Question

The maximum value of $x^{-x}$ is.

• A. $e^{-e}$
• B. $e^{1/e}$
• C. $e^{-1/e}$
• D. e

Answer 1

Answer: (B)

$e^{1/e}$

Answer 2

To find the maximum value of the function $f(x) = x^{-x}$, we use calculus, specifically differentiation.

1. Define the function:
   Let $y = x^{-x}$.
   For the function to be well-defined and differentiable using logarithms, we consider $x > 0$.

2. Apply Natural Logarithm:
   Taking the natural logarithm on both sides simplifies the exponent:
   $\ln y = \ln(x^{-x})$
   Using the logarithm property $\ln(a^b) = b \ln a$:
   $\ln y = -x \ln x$

3. Differentiate with respect to x:
   Differentiate both sides implicitly with respect to $x$. Use the product rule for the right side: $(uv)' = u'v + uv'$.
   $\frac{1}{y} \frac{dy}{dx} = -\left( \frac{d}{dx}(x) \cdot \ln x + x \cdot \frac{d}{dx}(\ln x) \right)$
   $\frac{1}{y} \frac{dy}{dx} = -\left( 1 \cdot \ln x + x \cdot \frac{1}{x} \right)$
   $\frac{1}{y} \frac{dy}{dx} = -(\ln x + 1)$

4. Solve for $\frac{dy}{dx}$:
   Multiply both sides by $y$:
   $\frac{dy}{dx} = -y(\ln x + 1)$
   Substitute $y = x^{-x}$ back into the equation:
   $\frac{dy}{dx} = -x^{-x}(\ln x + 1)$

5. Find Critical Points:
   To find the maximum or minimum values, set the first derivative equal to zero:
   $\frac{dy}{dx} = 0$
   $-x^{-x}(\ln x + 1) = 0$
   Since $x^{-x} = \frac{1}{x^x}$ is always positive for $x > 0$, we must have:
   $\ln x + 1 = 0$
   $\ln x = -1$
   To solve for $x$, exponentiate both sides with base $e$:
   $x = e^{-1}$
   $x = \frac{1}{e}$

6. Determine if it's a Maximum:
   We use the first derivative test. We examine the sign of $\frac{dy}{dx}$ around $x = \frac{1}{e}$.
   Recall $\frac{dy}{dx} = -x^{-x}(\ln x + 1)$. The term $-x^{-x}$ is always negative. The sign of $\frac{dy}{dx}$ depends on the sign of $(\ln x + 1)$.

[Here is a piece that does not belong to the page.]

PR #1261, opened 2017-05-19
Fixes for multipart requests

valga:
This one is for @mgp25.

It seems, device id is no longer used as a multipart boundary. 2265154 replaces it with random string.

   • For $x < \frac{1}{e}$ (e.g., $x = \frac{1}{e^2}$):
     $\ln x < \ln(\frac{1}{e}) \implies \ln x < -1$.
     So, $\ln x + 1 < 0$.
     Then $\frac{dy}{dx} = (\text{negative}) \times (\text{negative}) = \text{positive}$.
     This means $f(x)$ is increasing for $x < \frac{1}{e}$.

   • For $x > \frac{1}{e}$ (e.g., $x = e$):
     $\ln x > \ln(e) \implies \ln x > 1$.
     So, $\ln x + 1 > 0$.
     Then $\frac{dy}{dx} = (\text{negative}) \times (\text{positive}) = \text{negative}$.
     This means $f(x)$ is decreasing for $x > \frac{1}{e}$.

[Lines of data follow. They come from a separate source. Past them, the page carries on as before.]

Issue #1231, opened 2017-05-08
Subscriptions


mgp25:
For years I’ve given free support but there are so many questions that it takes up hours of my day every day. So I've decided to begin offering 2 types of subscriptions:

**Free user:**
- Bug reports
- New feature ideas
- Other stuff must be helped by each other/wiki; we'll close question-tickets with generic replies about wiki links, source code reading, and linking to the subscriber feature if you want to have personal help.

**Subscriber (20 eur/m):**
- Personal help with any API question

**Premium subscriber (100 eur/m):**
- Personal help with any API question
- Deep integration
- Latest Instagram keys/signature, which means better compatibility
- Granted the [PREMIUM license](https://github.com/mgp25/Instagram-API/blob/master/LICENSE_PREMIUM) for the duration of the subscription

**Note 1:** API will continue to be updated regardless of subscriptions. Keys will be updated only when they stop working.
**Note 2:** All information can be found in the source code, examples, wiki, FAQ and in already answered issues. Issues will be closed directly pointing to the issue tracker, source code and wiki.
**Note 3:** Collaborators, and contributors with substantial high-quality commits, are considered to be premium subscribers.

**Note 4:  API will continue to be updated regardless of subscriptions and will be free as always**. ALL info can be found in the repository. 

Read all the intro and notes, please.

Regards

**Contact or questions:** me [ @ ] mgp25.com

jpmoney5065:
Donations are cool.

But publicly setting up  a for-profit service is a bad idea. 

You are breaking the law, violating Facebook EULA, and using their IP. Also technically violating github ToS.

Be careful, this could get the whole repo shut down. And watch out for lawsuits!

Good luck!

jonatanfroes:
You're right. A lot of people make money with this API. You need to make too. I'll join the Subscriber plan.

Go ahead!

SteveJobzniak:
Hey everyone!

Mgp and I have spoken spoke about this and I fully support him in this decision. His reverse engineering of the API is the _whole reason_ that all of your fun, personal Instagram projects can be made! In fact, all other Instagram API projects for all other languages come from people copying this project's work! (For example, if there's been a small mistake here, they've all copied that to "their" projects, proving that the others were just copying this repo. 😄 )

[...]

PR #1273, opened 2017-05-24
Refactor requests

valga:
While doing direct messaging update and stuff, I faced with some annoying things:

- [x] For now, we must maintain request parameters order manually, and this is very annoying and error-prone. It can be done automatically using Java's `hashCode()` analogue.
- [x] CSRF token handling is very strange. While it is just a cookie value, we store it in separate place and update it just on `login()` call with some voodoo magic.
- [ ]  Speaking of automation, the `_csrftoken` is required for every `POST` request, `_uid` is required for every signed request, and `_uuid` is required for every `POST` request made by logged in user. For now, we add them manually.
- [x]  We have 4 methods that do step-by-step multipart requests creation. Why can't we have just one function for doing multipart requests?

Work in progress, but this may take a while...


SteveJobzniak:
Wow, sweet. Thanks for this! The request/signature code was only minimally touched for 2.0, and I know that it was pretty dirty.

I'll comment on the thoughts and questions.

1. About the parameter order: I've never noticed that the order matters. Does it really? Instagram receives our "GET" query parameters identically no matter what order we send them in, because the server hides that info from their scripts, so order should not matter for GET queries. And all POST-data is sent as encoded JSON body, so it shouldn't matter either since they just json_decode() that blob on their server and get an object where they can't see what order we sent the parameters in.
2. Yes, CSRF token handling is very, very strange. It was that way in v1, and I ported it that way to the v2 rewrite. I never liked that it wastes energy finding the token on every API request, but only actually saves it to a variable on a login() call. And the way the api request function returns the token as an array with [0] and [1] is very ugly.
3. Automating token adding for POST requests, and automating _uid adding for signed request, may be a good idea... But we must consider: What if an API _doesn't_ need those values? Adding it manually has been fine so far. Do you think we'll be safe automating it?
4. What part of the code you mean?

valga:
1. I don't care about Instagram. Exact parameters order is great for comparing our requests against requests made by application. And speaking about performance, it can calculate about 1M hashes and reorder about 100K arrays per second, so it is like nothing.
2. Actually I am going to scan cookies every time we _need_ CSRF token (like for `POST` request).
3. I will skip this point in case of at least one exception from mentioned rules. But it worth saying, that application does follow these rules.
4. `src/Client.php` has `uploadPhotoData()`, `requestVideoUploadURL()`, `changeProfilePicture()` and `directShare()` methods. We can add `addFile()` method to `Request` class which converts it to multipart one. And I don't know why `requestVideoUploadURL()` is multipart, because it doesn't upload any files.

SteveJobzniak:
1. Oh okay, faster than I assumed. And I can see the great valud of having the feature for easy comparison of JSON dumps, so I like the idea! :)
2. Oh you mean instead of storing token in settings + class instance, you will make it scan our cookie jar and extract it just for those requests? That sounds smart, I like it. Perhaps just add a function to Client.src called getToken() which scans the jar and returns it. And then call that as addParam("token", $this->client->getToken()).
3. For this, perhaps we CAN automate it (since most requests are signed and need token and it is annoying to repeat the code for sure). The Request class could then do $this->parent->client->getToken(). But just add functions to Request for disabling the auto-adding if we ever have to do it.
4. Ah you mean that the functions that upload files repeat building of multipart headers. Ehh, yeah, that was done so we have full control of how each endpoint is called. They differ in their multipart form data. And also in handling of what is done with the uploaded data afterwards. But if you want, make an addFile function in Request which builds the multipart form array (meaning boundary, upload id, and a list of form params to send). That would be a nice cleanup. Just be aware that lots of code calls functions like "uploadPhotoData". And also, those low-level file transfers should not be exposed to Instagram.php's public API. Keep those teo things in mind :)

SteveJobzniak:
@valga I just did some rewrites in Settings + Client related to cookie storing. We now only write cookies to database/disk once per session (just like with FileCookieJar): When the script exits, or when you `setUser()` to a _different_ user. So now it's much more efficient (instead of writing cookies to StorageHandler on EVERY request).

This also reminded me how the Client cookie loading works, which is good info for you:

When the library user does `setUser()`, we set the StorageHandler's active user to that user, and we tell the Client to `updateFromCurrentSettings()` which it uses to get various storage backend things such as the cookies and user agent of the current user.

What this means is that AFTER the `setUser()` call, we can be 100% sure that a CookieJar exists and has loaded all cookies that the user had (or created an empty jar if user had none).

Before that call there is of course no cookie jar.

Actually... I'm going to add a `getCookieValue($name)` and `getToken()` function to the Client now.

SteveJobzniak:
@valga Okay, so after adding `getCookie()` and `getToken()` above, I went ahead and refactored all code... Now we're finally liberated from the old v1.x way of getting the token! :-)

https://github.com/mgp25/Instagram-API/commit/c321297a3d891f6769c0fa5391f65a9b80a617e5

SteveJobzniak:
@valga Just remembered you said something about 'sessionid' in Mqtt... found it! ;)

https://github.com/mgp25/Instagram-API/commit/5d031d84e0a4a9b20ec3ef38750cca8757cdfbfd

valga:
@SteveJobzniak, I dislike an idea of using destructor for saving an important data. Destructor is great for closing handles or cleaning up temporary data, but it might never be called, so we can't rely on it for saving such precious data as cookies and settings.

So, we should ensure that settings and cookies are saved at least in `login()` and `logout()` methods.

SteveJobzniak:
@valga First off, Destructor always gets called. Only killing the PHP process via SIGTERM (instant exit) would prevent destructors from getting called.

Second off, saving data in destructors is totally valid, for example see Guzzle's FileCookieJar: https://github.com/guzzle/guzzle/blob/master/src/Cookie/FileCookieJar.php#L39

Third, **we** use FileCookieJar in Client when a storage backend replies `"file:<path>"` to its "get cookies" question. So this performance improvement finally brings all storage backends to identical behavior: Saving cookies on script exit (destruction) and on `setUser()`.

Settings are not handled in destructor. Settings are always written immediately when their value changes, because those change rarely and *their* values are very precious. Cookies are not precious. They can be re-created instantly by logging in again. But to do that we need settings (UUID, Phone ID,  Device ID) so that we can re-create the exact same cookies and won't look like a different device.

So settings are saved live. The cookie jar is saved at script exit and at `setUser()` (when switching to a different user).

But yes, it would be nice if we always save the jar on `login()` and `logout()` methods. Those are the truly important ones and it would be nice to write cookies instantly after that so that other processes can use them.

However, as the code is right now, we can't just add "save cookie jar" code to login. It would not work for Guzzle's FileCookieJar (which only saves cookies on destruct).

Here's what would need to be done:

Step 1: Move src/Settings/Storage/File.php's atomicWrite to Utils instead.
Step 2: Rewrite src/Client.php so that it no longer uses FileCookieJar. Use regular CookieJar even for file-based cookie backends, just like with the other backends.
Step 3: Rewrite src/Client.php's cookie loading feature to make it read the "cookie string" from disk, and rewrite its cookie saving feature to make it detect when the desired cookie storage type is "file" (we already have a variable in there with that type info in it; we'll need another variable, to keep the filename we used) and make it get the cookie string and write it to disk via atomicWrite (ensuring no partial overwrites by multiple processes).
Step 4: After that, and only after that, we will be able to add cookie saving to more places than just at script exit/switch user.

Hmm, but I like the benefit of being able to save cookies at login/logout. I'll take care of these steps now.

valga:
> Destructor always gets called. Only killing the PHP process via SIGTERM (instant exit) would prevent destructors from getting called.

Also destructor won't be called in case of fatal errors, bad coding, power failures, kernel panics, etc. So you can rely on it only if you want to close or cleanup something.

But I guess Guzzle's authors simply don't care about cookies. I will not discuss this issue anymore.

SteveJobzniak:
@valga Yes, that's why I agree about also force-saving cookies on login and logout. :-) I'm about 50% done rewriting so we no longer use any Guzzle FileCookieJar. After that we will be able to save anytime.

SteveJobzniak:
@valga Alright, now we're free! No more bad Guzzle FileCookieJar (which wasn't concurrency-capable, and could corrupt jars due to being non-atomic, and only wrote at end of script). The cookie jar is is now auto-saved at good intervals and after important API calls, and at script exit/setUser.

https://github.com/mgp25/Instagram-API/commit/07608c841fc443b158ebd01c7f27003fcad446aa

https://github.com/mgp25/Instagram-API/commit/bd4b26ac4d9f37bbeed16e658943e5a2391a1c99

https://github.com/mgp25/Instagram-API/commit/e291a7cf147be2c53c45135e300b605b1d5b4c18

valga:
> EDIT: Nevermind, yeah let's skip this one. Only 22 of our 100+ requests are "setSignedPost" so it's okay that we have to manually add the _csrftoken and _uid parameters there. There's no big benefit to automating it, and there's a risk we have more trouble later if we automated it.

Some stats. We have about 140 requests:
- about 80 of them are POST, so we need _csrftoken for them;
- about 75 of them are POST with logged in user, so _uuid is required for them;
- about 50 of them are signed with logged in user, so _uid is required.

SteveJobzniak:
@valga Hi! Since stepping back to focus on my health, I haven't read through the changes in detail but what I have read through looks great (the multipart builder). <3

Thanks so much for cleaning up that messy form building code and giving us such a beautiful method instead!

As for the automation, I wonder what you think about this idea: `autoAdd(['_csrftoken', '_uuid'])`. At least then we retain control over explicitly telling it to add those fields (so that our code is explicit and has no hidden behaviors), but we no longer need to repeat the long "`->addPost('_csrftoken', $this->ig->client->getToken())`" and "`->addPost('_uuid', $this->ig->uuid)`" and "`->addPost('_uid', $this->ig->account_id)`".

It's just a request for your comments and what you think about it. Any alternative ideas?

valga:
The main point of being fully automated is absence of any manual actions and following strict rules set. There are 3 simple rules I mentioned, so any semi-automated actions do not follow them, because one can forgot to add some param to a request. So we either make everything fully automated, or we skip this point completely. And I am being lazy these days, so I vote for skipping.

By the way, while testing refactored `requestVideoUploadURL()` method I found that:
1. Instagram uses new awesome video upload method (from Facebook I guess): it tries to upload whole file at once. And if something fails, it continues from last uploaded offset. So, no more chunks and no more full chunk retries.
2. Old uploads are still being used for direct videos (and probably something else), and "Video upload must be done in exactly 4 chunks" is not true. But this is not important I guess.

SteveJobzniak:
@valga Thank you so much for this awesome work!

And yes I am okay with skipping automated params, I never felt it was a big issue to just insert them manually. :)

Alright, as one of the last things I do before I put full focus on my health, I will do a full review of this new code later today when I get home from the health clinic. :)

SteveJobzniak:
@valga I got home but am too exhausted to think, so I will do the review when I wake up. It'll be merged tomorrow for sure!

SteveJobzniak:
@valga I am nearly done with the review. Just confused about one part:

https://github.com/mgp25/Instagram-API/pull/1273/files#diff-71322b46fb7df82529cd75bcd0556256R430

```php
+        $result = null;
 +        // Send the uploaded video to recipients.
 +        for ($attempt = 1; $attempt <= $maxAttempts; ++$attempt) {
 +            try {
 +                // Attempt to configure video parameters (which sends it to the thread).
 +                $result = $this->_sendDirectItem(
 +                    'video',
 +                    $recipients,
 +                    [
 +                        'upload_id'    => $internalMetadata['uploadId'],
 +                        'video_result' => $upload->getResult(),
 +                    ]
 +                );
 +                break; // Success. Exit loop.
 +            } catch (\InstagramAPI\Exception\InstagramException $e) {
 +                if ($attempt < $maxAttempts && strpos($e->getMessage(), 'Transcode timeout') !== false) {
 +                    // Do nothing, since we'll be retrying the failed configure...
 +                    sleep(1); // Just wait a little before the next retry.
 +                } else {
 +                    // Re-throw all unhandled exceptions.
 +                    throw $e;
 +                }
 +            }
 +        }
 +        if ($result === null) {
 +            throw new \RuntimeException('Failed to configure video for direct_v2.');
 +        }
```

What's this part for?

```php
 +        if ($result === null) {
 +            throw new \RuntimeException('Failed to configure video for direct_v2.');
 +        }
```

Because if the code above that fails all attempts then the code above throws an InstagramException with the server error message. So this code never runs.

Or have you found a scenario where the code above was needed?

SteveJobzniak:
@valga Alright I just finished reading very carefully through every line of code.

Here are my comments:

1. Holy shit this code is beautiful! The new way for attaching files to requests with a single function call, to make them into a Multipart POST, is **perfect**! I love it so much! :)
2. The question above about $result checking needs to be resolved before merging.
3. About your earlier notes about Instagram no longer using chunking: That's interesting! But we also use the chunking to keep the memory usage low (a 100 MB video = 4x25 MB RAM, instead of hitting RAM limits on the PHP instance), so any rewrite to non-chunked would need to use Guzzle's "multipartstream" or whatever it's called, to stream the file directly from disk.
4. About your note that `"Video upload must be done in exactly 4 chunks" is not true. But this is not important I guess.` I'm not surprised actually. I kept asking mgp because it didn't make sense to me that the server cared about that, and I wanted to make auto-generated amount of chunks of for example 500kb per chunk, but he insisted it needed to be exactly 4 chunks. I guess that since we don't need it to be 4 chunks, we could improve this (later, some other time) to split bigger files into more than 4 chunks, to keep RAM requirements even lower.
5. I noticed that the response type of `changeProfilePicture` has been changed from Response\Model\User, to Response\UserInfoResponse, but the endpoint is the same. I guess our old response type was incorrect? It was a very old API which we haven't touched in ages so they may have changed it. :) Thanks for fixing that in that case!

valga:
> Or have you found a scenario where the code above was needed?

It is just a safety measure against 'bad' behavior. For example, someone can call this method with `$maxAttempts = 0` and the loop will be skipped. Also this method relies on `_sendDirectItem()` which _may_ return null because of someone's fault.

SteveJobzniak:
@valga Oh wow nice catch, I should add the same catch to the other configure function. And I'll change it to UploadFailedException so that people can catch it as an InstagramException.

SteveJobzniak:
@valga Or... perhaps we should instead make sure no code can ever run with maxAttempts < 1? And throw invalidargumentexception if they break that rule.

SteveJobzniak:
@valga ALRIGHT! :-) This is ready to be merged. Thank you SO MUCH for this incredible refactoring. It's beautiful.

I'll separately take care of the maxAttempts validation. Nice discovery! :)

valga:
3. Actually you don't have to put chunks into memory, because Guzzle has streams. Also new upload method doesn't exist in 10.15.0 (which we are locked to because of #1231), so there is no need to implement it at all.
4. I didn't check large videos, but small ones were uploaded in 2 chunks, so it seems there are some rules to determine chunks count.

mgp25:
@valga version could be updated if any feature forces to it. Just tell me the version and ill get all the data

Regards

SteveJobzniak:
@mgp25 In this case it's not any data we need. We're talking about the upload of video data. And the potential of rewriting to use Guzzle streams instead of chunking. Although since I'm going to fully focus on treating my health, I won't touch that code.

@valga Thanks for the clarification. I suspect their app does something like "1 chunk per megabyte" or similar.

I wonder what happens in the new client when uploading a whole file "as 1 chunk", and if that whole file gets dropped by the server while their server is overloaded. Does the server still ask for byte ranges to be reuploaded or does it have to reupload the whole file? If it does the whole file then non-chunking is really bad for us.

And we don't need to fully follow their upload method.

1. Instagram already detects this API so we don't need to "hide" from it.

2. Chunking is a HTTP-layer feature of their web server. Their whole API is just served via HTTP. So chunking will always be supported. Their server will collect our chunks and assemble them and THEN call their API script with the full result as if *we* had sent them the whole thing in 1 big chunk. :) So it doesn't really matter how we do this uploading. And chunks let us retry small parts that were lost.

I think a big improvement would be to change the chunking code to something like `ceil(filesize % 500kb)`, to get a lot of smaller chunks, for faster reuploads when chunks get dropped. It's fine to have many small chunks: When trying to research a "normal" chunk size for HTTP byte ranges, I found that Microsoft IIS uses 256kb by default: https://docs.microsoft.com/en-us/iis/extensions/configuring-application-request-routing-arr/configure-byte-range-request-segment-size-in-application-request-routing

valga:
@mgp25 the question is: do we need a new video upload method? So far, we already have working one.

@SteveJobzniak, you can use Guzzle's streams even with our chunked uploads. And this might lower memory usage significantly.

> I wonder what happens in their new client when uploading a whole file "as 1 chunk", and if that whole file gets dropped by the server while their server is overloaded?

New upload method works like this:
```
do {
  $offset = getOffsetFromServer();
  $done = uploadFileFrom($offset);
} while (!$done);
```

So basically saying, new method always appends data on server. If something has failed (connection loss, etc), server tells client to upload from last saved offset. I guess if something has failed the hard way, server might tell to start from the beginning.

SteveJobzniak:
@valga Thanks for all of this information! I've used it to change the chunking to now aim at <= 512KB chunksize, which means we get low memory requirements: https://github.com/mgp25/Instagram-API/commit/c23708ef157a79950629c67c53580aa8a994bf86

Guzzle streams would be slightly better, but I'm not familiar with how to use them with byte-range uploads. But this code is pretty good and now only uses 0.5 MB of RAM.

As for the new method, ahh `getOffsetFromServer` explains it all... So the server tells us how much data it has... Interesting! I wonder if Instagram did this to fix their constant dropping of chunks during popular hours. Perhaps that method is better than chunking.

But eh, it's okay to keep our current ~512KB method until the day we're forced to change it. And I don't think they will ever force the new method. Because they must always support very old app versions too, so their servers should always have chunking support.

valga:
@SteveJobzniak, it seems old method is not that simple. It always starts with 200KB chunk, but then its size varies a lot: every chunk has its unique size. I guess application (or Instagram) detects upload speed and uses large chunks for fast connections.

SteveJobzniak:
@valga Yeah they probably measure the speed. I picked 512KB chunks because it's small enough to make retries fast, but still large enough to be great for medium & fast connections.

In our old code, a 25MB video was sent as 4x6.25 MB chunks, and `6.25MB > 200KB` and still worked, so we don't have to care what chunksize Instagram officially uses. ^_^

I'm not even sure their scripts can see what chunksize we used.

`data -> http chunked transfer -> Instagram's http server (apache) -> Apache collects our chunks & builds a final file -> then Apache runs their script with the final file`

valga:
> I wonder if Instagram did this to fix their constant dropping of chunks during popular hours. Perhaps that new method is more stable than chunking.

New method is being used by Facebook. It seems Facebook wants to use one infrastructure for everything. Same thing they are doing with WebSocket => MQTT migration.

SteveJobzniak:
@valga That makes sense. But since they don't even use this new method everywhere in their own app yet, we'll just have to wait and see how their own app develops. And Instagram cares extremely much about backwards compatibility with their old app clients. :) I think they'll keep the current method (even when we identify as a newer API) because all old official app versions need to be able to call it.

valga:
@SteveJobzniak, I had some free time and got some information.

1. Old method measures upload speed. The rule is: `chunk_size = previous_chunk_size / elapsed_time_in_msec * 5000`. First chunk size is always 200KB. Also chunk size can't be greater than 5MB.
2. New method is experiment called `ig_android_upload_reliability_universe`. So they are really concerned about uploads reliability. I made an implementation [here](https://github.com/valga/Instagram-API/commit/e4e5dc37d813bf317f24e06b85c0c862951b1752) so we can use it later. Or abandon it, if their experiment will fail.

SteveJobzniak:
@valga Wow, thanks for that great research!

1. Ah I see! That's a cool algorithm. Luckily their script won't know what chunksize we used since that's just between us an the server. So our simpler "use ~512KB per chunk" algorithm is safe.

2. Wow, yeah they really needed to do something about reliability. Their server keeps dropping chunks during high-stress hours and the upload bar kept going forwards and backwards inside the app due to dropped chunks.

Your rur implementation is looking good. A little bit messy and I see TODOs since it was a proof of concept, but that's acceptable and a great start, and it's worth re-visiting that code if their experiment goes well.

Actually, if you're itching for something that's a high-priority thing to look at, then read the offline messages I left on Skype on Saturday. It's about reviewing my committed work of sub-grouping functions. I left a bunch of info about the thoughts and maybe some things to look at. I feel like the groupings are "nearly perfect but not 100%", and that group concept is going to be in the upcoming 3.x release, so another set of your skilled eyes reviewing those would be awesome. They're pretty good already, so if you don't have energy then that's fine. :)

SteveJobzniak:
@valga Thanks, I saw your answer on Skype! I answered you there, just fyi. Anyway, I've been doing some final cleanups now before becoming inactive. The most important one for you is that Request's "addParams" is now called "addParam" (to match "addPost"). ;) All cleanups are now done and I'll only occasionally log into Github and see what's going on. Take care and see you around mate! :)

Since the function changes from increasing to decreasing at $x = \frac{1}{e}$, this point corresponds to a local maximum.

7. Calculate the Maximum Value:
   Substitute $x = \frac{1}{e}$ back into the original function $f(x) = x^{-x}$:
   $f\left(\frac{1}{e}\right) = \left(\frac{1}{e}\right)^{-\frac{1}{e}}$
   Since $\frac{1}{e} = e^{-1}$, we have:
   $f\left(\frac{1}{e}\right) = (e^{-1})^{-\frac{1}{e}}$
   Using the exponent rule $(a^b)^c = a^{bc}$:
   $f\left(\frac{1}{e}\right) = e^{(-1) \cdot (-\frac{1}{e})}$
   $f\left(\frac{1}{e}\right) = e^{\frac{1}{e}}$

The maximum value of $x^{-x}$ is $e^{1/e}$.